FNN

Functional Neural Networks - experimental language for designing of neural networks, capable of solving algorithmic problems.

The project is in the early pre-alpha stage, you can support development by testing and bug-reporting.

Motivation

Existing architectures of neural networks can solve specific problems such as classification and regression. There are few possible approaches to the network design which allow networks to do more complex tasks such as operations on data. For example, Differential Neural Computer and Neural Turing Machine have shown that they can learn to solve such problems. Also it was experimentally shown that the choice of architecture of the network can have a big impact on it's performance.

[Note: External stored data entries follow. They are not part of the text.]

PR #13494, opened 2026-06-04
fix: add public signup toggle

### LINKED ISSUE #12278: Users API: it should be possible to block unrestricted user creation if LANGFLOW_AUTO_LOGIN is false

rohitjavvadi:
## Summary
- add `LANGFLOW_ENABLE_PUBLIC_SIGNUP` to let operators disable unauthenticated user creation
- require an authenticated active superuser to create users when public signup is disabled
- document the new setting and cover Bearer, cookie, API-key, invalid credential, inactive superuser, and OpenAPI behavior

Fixes #12278

## Testing
- `. .venv/bin/activate && PYTHONPATH=src/lfx/src:src/backend pytest -q src/backend/tests/unit/api/v1/test_users.py`
- `. .venv/bin/activate && python -m ruff check src/lfx/src/lfx/services/settings/auth.py src/backend/base/langflow/api/v1/users.py src/backend/tests/unit/api/v1/test_users.py`
- `git diff --check`
- direct OpenAPI schema assertion for `POST /api/v1/users/` optional auth metadata

## Summary by CodeRabbit

* **New Features**
  * Added a configuration to control public signup; when disabled, only authenticated superusers can create accounts.

* **Documentation**
  * Updated authentication docs and examples to explain the public signup setting and its effects.

* **Tests**
  * Added tests ensuring public signup is blocked for anonymous/normal users and allowed for valid superuser auth via multiple mechanisms.

* **Chores**
  * Updated example environment files to include the new setting.


rohitjavvadi:
Updated `deploy/.env.example` so deployment-oriented config defaults `LANGFLOW_ENABLE_PUBLIC_SIGNUP` to `False`.

@coderabbitai review

PR #13505, opened 2026-06-04
feat(api/v2): durable + distributed background execution service for workflows

ogabrielluiz:
Builds on #13307. Turns the v2 `mode: background` stub into an actual background execution service: durable, decoupled, and distributed, behind one `BackgroundExecutionService` facade so the endpoint never knows which backend is running.

## What it does

The old `mode: background` ran the flow as a fire-and-forget `asyncio.create_task` in the API worker, buffered SSE frames in a process-local dict, and persisted only job metadata. A restart killed the run, reattach/stop only worked on the worker that served the POST, and a completed job's output vanished. This replaces that with one facade over five small primitives (store / queue / runner / live bus / control) and two wirings:

- **Default backend** (no new infra, works on the SQLite single-process install): a bounded in-process executor, an in-memory live bus, control via an `execution_signals` DB row, and a liveness-aware single-flight startup sweep. State, result, error, and a seq-ordered durable milestone log are all persisted, so a reattach replays the run and a completed job's result is fetchable forever.
- **Scaled backend** (opt-in with redis): a separate `langflow worker` process claims jobs off a redis list, runs the same runner, and publishes live frames to a redis Stream so any API replica can reattach. A lease + heartbeat + periodic watchdog reconciles a dead worker without needing a restart.

Same `WorkflowJobResponse` and SSE / `Last-Event-ID` contract as today. The change is additive: a client that works now keeps working, it just stops losing jobs.

## Data model

Three migrations: `result` / `error` columns on `job`, a new `job_events` table (the durable milestone log, `UNIQUE(job_id, seq)`, `seq` is the `Last-Event-ID` cursor), and a new `execution_signals` table (cross-worker stop without redis). No new `JobStatus` values.

## Semantics

At-least-once for not-yet-started (QUEUED) work, at-most-once for in-flight work by default (a crashed run becomes FAILED, not silently re-run, since flows are not generally idempotent), and opt-in bounded retry per flow. Durable result/error plus a terminal `job_events` row on every terminal path, including TIMED_OUT and CANCELLED. Cooperative stop at vertex boundaries.

## What's proven

Everything was built TDD against real Postgres + real redis (no fakes on the durability/distribution paths). The full suite is 268 passing on real instances. Beyond unit/integration:

- A real `langflow worker` OS subprocess claims, builds, and completes a real graph while the API side reattaches; a `kill -9` mid-job is reconciled by the watchdog; a durable stop reaches the separate worker.
- Restart-survival (fresh instance against the same DB replays durable milestones and returns, no hang) and side-effect-safety (a real side-effecting component is not re-run after a crash).
- A Locust load test against a real running backend with 4 worker processes: 22,841 requests, 0 failures at saturation, every job reached a terminal state, the flow ran exactly once, and roughly 2.5x the background throughput of the in-process default (which starves the API event loop running flows inline).

There were three rounds of review along the way; the findings (a Python 3.10 cancellation bug, a restart reattach hang, a multi-worker double-run in the orphan recovery, a `Last-Event-ID` seq namespace mismatch, a cross-tenant idempotency key collision, and an attempt-cap race) are all fixed with regression tests.

## Notes / follow-ups

- HITL is deliberately deferred, but the lifecycle (extensible `JobStatus`) and the seq-based event log are shaped so a later resume-from-checkpoint (the #12387 direction) can drop in.
- Inline request `globals` are redacted from the persisted re-enqueue request, so a scaled worker run or a restart re-run uses named stored variables rather than secrets passed inline. Documented in the design doc.
- The redis-scaled backend reuses the existing v1 `RedisJobQueueService` Streams/owner/watchdog machinery, so it lines up with the `feat_redis_job_queue` / `add-workers` tracks.

Design doc and the TDD implementation plan are in my notes, happy to share if useful.


ogabrielluiz:
Kept as the combined view. Split into a reviewable stack: #13507 (store + default backend) then #13508 (redis-scaled backend + worker).

ogabrielluiz:
Superseded by the split stack: #13507 (store + default backend), #13508 (redis-scaled worker), and #13517 (observability), all now on release-1.11.0. Closing this combined view.

PR #13507, opened 2026-06-04
feat(api): durable background execution service (store + default backend)

ogabrielluiz:
Builds on #13307. First of a two-PR stack. This one turns the v2 `mode: background` stub into an actual durable background execution service that needs no new infrastructure (it works on the default SQLite single-process install). The redis-scaled worker backend is stacked on top in a follow-up PR.

## What it does

The old `mode: background` ran the flow as a fire-and-forget `asyncio.create_task` in the API worker, buffered SSE frames in a process-local dict, and persisted only job metadata. A restart killed the run, reattach/stop only worked on the worker that served the POST, and a completed job's output vanished. This replaces that with one `BackgroundExecutionService` facade over small primitives (store / queue / runner / live bus / control), wired here to the in-process default backend:

- A bounded in-process executor (so background runs no longer swamp the event loop), the runner driving the existing build-vertex loop through a stream adapter, an in-memory live bus, control via an `execution_signals` DB row, and a liveness-aware single-flight startup sweep.
- State, result, error, and a seq-ordered durable milestone log are all persisted, so a reattach replays the run and a completed job's result is fetchable forever, across a restart.

Same `WorkflowJobResponse` and SSE / `Last-Event-ID` contract. The change is additive: a client that works now keeps working, it just stops losing jobs.

## Data model (three migrations)

`result` / `error` columns on `job`, a new `job_events` table (the durable milestone log, `UNIQUE(job_id, seq)`, `seq` is the `Last-Event-ID` cursor), and a new `execution_signals` table (cross-worker stop without redis). No new `JobStatus` values. A heartbeat/lease lives in `job_metadata` so the sweep only ever reconciles genuinely orphaned runs.

## Semantics

At-least-once for not-yet-started (QUEUED) work, at-most-once for in-flight work by default (a crashed run becomes FAILED, not silently re-run, since flows are not generally idempotent), and opt-in bounded retry per flow. Durable result/error plus a terminal `job_events` row on every terminal path including TIMED_OUT and CANCELLED. Cooperative stop at vertex boundaries. Cross-tenant safe: the idempotency key is scoped per user. Inline request `globals` are redacted from the persisted re-enqueue request (use named stored variables for secrets in background runs).

## What's proven

Built TDD against real Postgres (and SQLite), no fakes on the durability paths. The default-backend crown jewels are covered: restart-survival (a fresh service instance against the same DB replays the durable milestones and returns, a hang fails the test), the orphan sweep only fails genuinely-orphaned runs (a heartbeating job on another replica is spared), bounded concurrency, and the `Last-Event-ID` reattach contract (live and durable-replay frames share one seq namespace, no gap or duplicate). The test harness also runs the durability tier against real Postgres in CI.

There were several rounds of review while building this; the findings (a restart reattach hang, a `Last-Event-ID` seq namespace mismatch, a multi-worker orphan-sweep race, a per-user idempotency leak, an attempt-cap race) are all fixed with regression tests in this PR.

## Notes

HITL is deliberately deferred, but the lifecycle (extensible `JobStatus`) and the seq-based event log are shaped so a later resume-from-checkpoint can drop in.

## Release Notes

* **New Features**
  * Background execution for workflows with durable job persistence, async queuing, and status polling.
  * Public workflow endpoint with access controls, session isolation, and rate limiting.
  * Multiple streaming protocols (AG-UI, Langflow) for workflow event delivery.
  * Job event replay for reconnection to in-progress runs via Last-Event-ID.
  * Execution signal handling (stop/cancel) with heartbeat-based liveness detection and orphan recovery.

* **Tests**
  * Comprehensive real-service integration tests for background execution.
  * Database migration validation and schema verification tests.


ogabrielluiz:
Stacked PR 1 of 2. The redis-scaled worker backend is in #13508 (based on this branch). Combined view: #13505.

src/backend/base/langflow/services/database/models/jobs/model.py
```diff
@@ -85,6 +85,89 @@ class JobBase(SQLModel):
...
+    detect collisions.
+    """
+
+    __tablename__ = "job_events"
+    __table_args__ = (UniqueConstraint("job_id", "seq", name="uq_job_events_job_id_seq"),)
+
+    id: UUID = Field(default_factory=uuid4, primary_key=True, index=True)
+    job_id: UUID = Field(index=True, nullable=False)
+    seq: int = Field(sa_column=Column(Integer, nullable=False))
+    event_type: str = Field(sa_column=Column(String, nullable=False))
```
dkaushik94, line 120: @ogabrielluiz 
Since we might keep this LF dialect-specific, should we enforce a frozen set of possible event_types that Langflow Workflows can generate?

This would be LF realm-specific types, which at the EventManger boundary translate into protocol-specific types per adapter.

ogabrielluiz: Hey @dkaushik94, good question. I think I'd keep this a free string. `job_events` is a durable log of whatever the EventManager streams (`token`, `end_vertex`, `add_message`, `build_start`, etc. from `event_manager.py:114-122`, plus our own `run_failed`/`run_cancelled`/`run_timed_out`), and the EventManager itself treats `event_type` as an open string in `send_event`. If we froze it into an enum on the column, `append_event` would start rejecting any new event a component adds (or we'd need a migration), and old rows could break a tightened set.

If we do want a frozen set I think the adapter boundary is the spot, since it already switches on `event_type` (`is_durable`, `terminal_error_type`). We could lift the LF set into a Literal there and match exhaustively, with a passthrough for unknowns. Is that what you had in mind, or were you thinking validation at write time?

dkaushik94: I was thinking more during write time validation, but I think it works. Just that our models will accept any event emitted, and it would silently fail/be dropped at the EventManager adapter boundary. 

The only upside to enforcing Enums before write time is that the failure would be explicit. But maybe we want it to be flexible instead, as you say. The events are always recorded that way, and surfacing them into protocols can raise an error or log them as unrecognized event_types.

src/backend/base/langflow/api/v2/workflow.py
```diff
@@ -728,293 +739,123 @@ async def _frames_only() -> AsyncIterator[bytes]:
...
+            # ``generate_flow_events`` queues telemetry / tracing teardown on
+            # this ``BackgroundTasks``; the background path has no response to
+            # carry them, so drain explicitly. Suppressed so one failing
+            # callback cannot derail the run.
+            with contextlib.suppress(Exception):
+                await fresh_background_tasks()
+            if not errored:
+                try:
+                    await get_task_service().fire_and_forget_task(
+                        get_memory_base_service().on_flow_output,
```
dkaushik94, line 467: @ogabrielluiz This is for future scope, but calling this out - 
With the current changes of us using Redis as a streamer from workers, the data ingestion tasks should also follow suit, like KnowledgeBases and MemoryBase ingestion tasks.

src/backend/base/langflow/services/database/models/jobs/model.py
ogabrielluiz: Yeah, agreed, let's keep it flexible. Quick thing though: the drop isn't uniform across adapters. The langflow one is a straight passthrough (`_passthrough` forwards any event_type to the wire), so unknowns aren't dropped there, they just ride through. It's the agui translator that only emits AG-UI events, so anything outside its set falls away by design.

If you want the explicit signal without freezing the column, I think the cheap fix is to log the unrecognized type in the agui translator instead of dropping it silently. Keeps the write path open and still makes a new unmapped event visible. Want me to add that?

src/backend/base/langflow/api/v2/workflow.py
ogabrielluiz: Yeah, agreed, that's the right direction. Right now that hook is a `fire_and_forget_task` on the worker loop, so the ingestion isn't durable, it dies with the process and never hits the job tables. KB ingestion has the same shape. Moving both onto the background execution service so they're durable jobs makes sense once this stack lands.

src/backend/base/langflow/api/v2/workflow.py
```diff
@@ -1116,22 +957,37 @@ async def get_workflow_status(
...
+                    flow=flow,
+                    job_id=job_id_str,
+                    user_id=str(current_user.id),
+                )
+            except ValueError:
+                return WorkflowExecutionResponse(
+                    flow_id=flow_id_str,
+                    job_id=job_id_str,
+                    status=JobStatus.COMPLETED,
+                )
```
dkaushik94, line 661: @ogabrielluiz 
What are we planning with the persisting final workflow outputs? Looks like we have the durable events that can be replayed to construct the final response and/or end_vertex events that can be marked as output nodes to get their outputs as the final results.

Should we store the terminal vertex outputs in a workflow response table or under `jobs.result` that the sync path and the async path both write to, to ensure a single place of results? Sync/Async is the method of execution, but the expectation of outcomes would always remain the same, right? Thoughts?

I suggest we write to to `job.result` the final outputs so that it proves to be the source of truth for any runs that have been completed. Do you think a dedicated WorkflowResults table is a better way considering jobs can be more than just workflows (Ingestion, Memory LLM Preprocessing etc which will lead to different shaped outputs save to the `job.results` `JSONB` format)

src/backend/base/langflow/api/v2/workflow.py
```diff
@@ -85,11 +85,21 @@
 from langflow.services.database.models.flow.model import FlowRead
```
dkaushik94, line 82: This is probably not worth doing in this PR, but I want to surface the pattern of instrumentation rather than the scope this PR is addressing, which is the infra for handling what is generated.

We currently use `generate_flow_events()` and have multiple call sites to emit dedicated events. A more maintainable and enforced way would be the ABC design. 

## Follow-up PR suggestion: `Observable` base  & `@observable` decorator

**(Suggesting as a separate PR on top of this one — not asking for changes here.)**

Right now, every place we want to emit a workflow event has to thread `event_manager` through and call `event_manager.on_something(...)` by hand. That's fine when there are a few call sites, but it scales badly: each new event lives at the call site, custom component authors can silently emit nothing, and there's no contract that says "an observable thing produces these events."

I'd like us to explore moving to a pattern where any class that participates in execution — Graph, Vertex, Component, the LangChain callback bridge inherits from a small `Observable` base that requires three callbacks: one for when work starts, one for when work finishes, one for when it errors (and this is felxible we can have more methods for special cases). A decorator on each runnable method then handles the actual publication, reading the current run's event manager from context. Authors stop calling `event_manager` directly; they describe *what* their event looks like, and the decorator decides *when* to fire it.

The payoff is the kind that doesn't show up in a single diff but compounds across the codebase. New components get instrumented the moment they inherit. Forgetting to wire events fails at import instead of at runtime. The shape of every event stays consistent because the base defines it. And if we ever want to add a new layer of instrumentation, for example, span timing, or a structured trace ID — it's one change in the decorator, not a sweep across call sites. (I am still thinking about metrics that span across the flow; we might need to think about how to track data throughout the execution.)

The work is non-trivial because it also wants us to clean up how events are emitted today (some of the explicit calls in `build.py` would move into the callback methods of extracted helpers). That's why I think it belongs in its own PR.


On another note:

## The dual engine path under `/api/v2/workflows.`

Tracing back the  v2 endpoint, I noticed something worth flagging for a future conversation. Sync mode runs the graph through `run_graph_internal` -> `graph.arun`. Stream and background modes run it through `_stream_event_frames` -> `generate_flow_events`. Two different orchestrations of the same graph, behind one API.

They mostly do the same thing, but they don't share code. Vertex iteration, error construction, output collection, and event emission live in two places. 

The shape I'd love us to reach is a single path through the engine where events fall out naturally as the call goes in and comes back. The graph is invoked, and a `workflow_started` event fires. Inside, each vertex and component announces itself as it begins and finishes. Inside those, LangChain callbacks emit their own milestones. As the call returns, events bubble back up: vertex done, component done, and finally `workflow_ended` (or whatever the langflow-dialect terminal event is, like `end_message` or something). Sync mode just doesn't ship them over the wire; stream and background do. The engine doesn't care.

That removes a whole class of "did we remember to update both paths?" bugs, and it's the natural home for the `Observable` pattern above. The decorator at each layer is what produces the rise-and-fall of events as the call descends and returns. Worth keeping in mind as v2 becomes the canonical execution path, the longer the two engines coexist, the more they'll drift.

I don't ask that we do this here, but should we follow up on this PR (x4) set with what I mentioned? 
@ogabrielluiz @jordanrfrazier

src/backend/base/langflow/services/database/models/jobs/model.py
dkaushik94: I think that would pollute the logs, won't it? Won't a lot of LF dialect events anyway reach the translator and some of them won't apply to an AGUI event type, yet it would be an acceptable event type for LF itself?
For example, considering data ingestion jobs, all events will be LF internal and probably not entirely AGUI since it's status updates rather than user consumable events. No?

src/backend/base/langflow/api/v2/workflow.py
dkaushik94: Agreed!

src/backend/base/langflow/api/v2/workflow.py
ogabrielluiz: Hey @dkaushik94, good question. Right now the two paths don't share one results home, and I think they should. The sync path reconstructs the response from `vertex_build` rows keyed by `job_id`, and the background path falls back to the durable `Job.result` the runner persisted (`workflow.py` around the `reconstruct_workflow_response_from_job_id` -> `ValueError` fallback). So the result is already in `Job.result` for background runs, just not for sync.

I lean toward `Job.result` as the single source of truth rather than a dedicated `WorkflowResults` table, for the reason you gave: jobs are more than workflows (ingestion, memory preprocessing), so a workflow-specific table would force a second results home the moment we add a non-workflow job. The JSONB result column already absorbs differently-shaped outputs.

The piece I'd want to nail down is the shape we write, so the reconstruction code can stop being path-specific and just read `Job.result`. I think that's worth a follow-up rather than this PR, since making sync write `Job.result` too touches the sync orchestration. What do you think, keep `Job.result` as the contract and converge both paths onto it next?

src/backend/base/langflow/api/v2/workflow.py
ogabrielluiz: This is a great writeup, @dkaushik94, and I'm on board with the direction. Two things stand out to me.

The dual-engine path under `/api/v2/workflows` is the one I'd prioritize. Sync going through `run_graph_internal` -> `graph.arun` while stream/background go through `_stream_event_frames` -> `generate_flow_events` is exactly the "did we update both paths?" trap, and it's the same drift that's behind the `Job.result` question on line 977 (two paths, two result homes). Converging them so events fall out of a single engine pass, with sync just not shipping them over the wire, is the right shape. I'd like to do that before v2 hardens into the canonical path, since it only gets more expensive the longer they coexist.

The `Observable` base + decorator is the natural payoff once there's one engine path, and I agree it's its own PR. The thing I'd want to be careful about is custom component authors: "fails at import instead of at runtime" is a real win, but we have to make sure the contract doesn't make a third-party component harder to write. As long as inheriting is the default and emitting is automatic, that holds.

So: not in this PR, but yes, let's follow up on the stack with the engine convergence first and the `Observable` pattern on top of it. @jordanrfrazier does that ordering match how you're thinking about v2?

src/backend/base/langflow/services/database/models/jobs/model.py
ogabrielluiz: Fair point, you're right. If every LF-internal event that doesn't map to an AG-UI type logs a line, the ingestion-style status events alone would flood it, and those are working as intended (they're just not user-consumable AG-UI events). So a blanket "log unrecognized" in the translator is wrong.

Let's keep the column a free string and drop the logging idea. The translator stays a clean mapping: it emits what's in its AG-UI set and silently passes over the rest, which is correct because "not an AG-UI event" isn't an error. If we ever want the explicit-failure signal you mentioned earlier, the right place is a typed set at the adapter that actually cares (the agui one), not a log at write time. Good to close this one out?

dkaushik94: Yes. I agree.

src/backend/base/langflow/api/v2/workflow.py
dkaushik94: Yes, I think we should converge to `Job.results` as the canonical result field for all jobs. Let's do a follow-up on this to have sync and async both converge. Thanks @ogabrielluiz 👍🏼 

Do you want to track this somehow? I can take up the follow up as well if you need me to. Lmk.

src/backend/base/langflow/api/v2/workflow.py
dkaushik94: @ogabrielluiz 
I think the ordering makes sense, and yes, we don't want to make DX very stringent by adding hard rules arbitrarily. Probably a warning saying, "Your component is not instrumented; to do so, please use the observable decorator and related method definitions," or something like that.

dkaushik94 (approved):

PR #3413, opened 2026-07-09
Use velocity instead of velocity error as input to actuator nets

jvonmuralt:
## Checklist

## Test plan

```python
import newton

```

## Summary by CodeRabbit

* **Bug Fixes**
  * Updated the neural MLP and LSTM controllers to feed raw joint velocity (and velocity history where applicable) to the networks instead of velocity error, matching the expected training inputs.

My approach is based on assumption that a finely-tuned architecture of the network can allow it to learn how to infer algorithm. The goal of this project is to simplify development of such architectures

Approach

There is a deep similarity between neural networks and functional programming. Specifically, in the article "Neural Networks, Types, and Functional Programming" it was shown that deep RNNs are similar to second-order functions. This project was inspired by this analogy.

Connections between worlds of functional languages and neural networks seem to be quite interesting. For example, lambda-expressions correspond to overall structure of neural networks, and algebraic data types correspond to structures of network layers and activation functions. All connections will be (eventually) explained in Medium articles.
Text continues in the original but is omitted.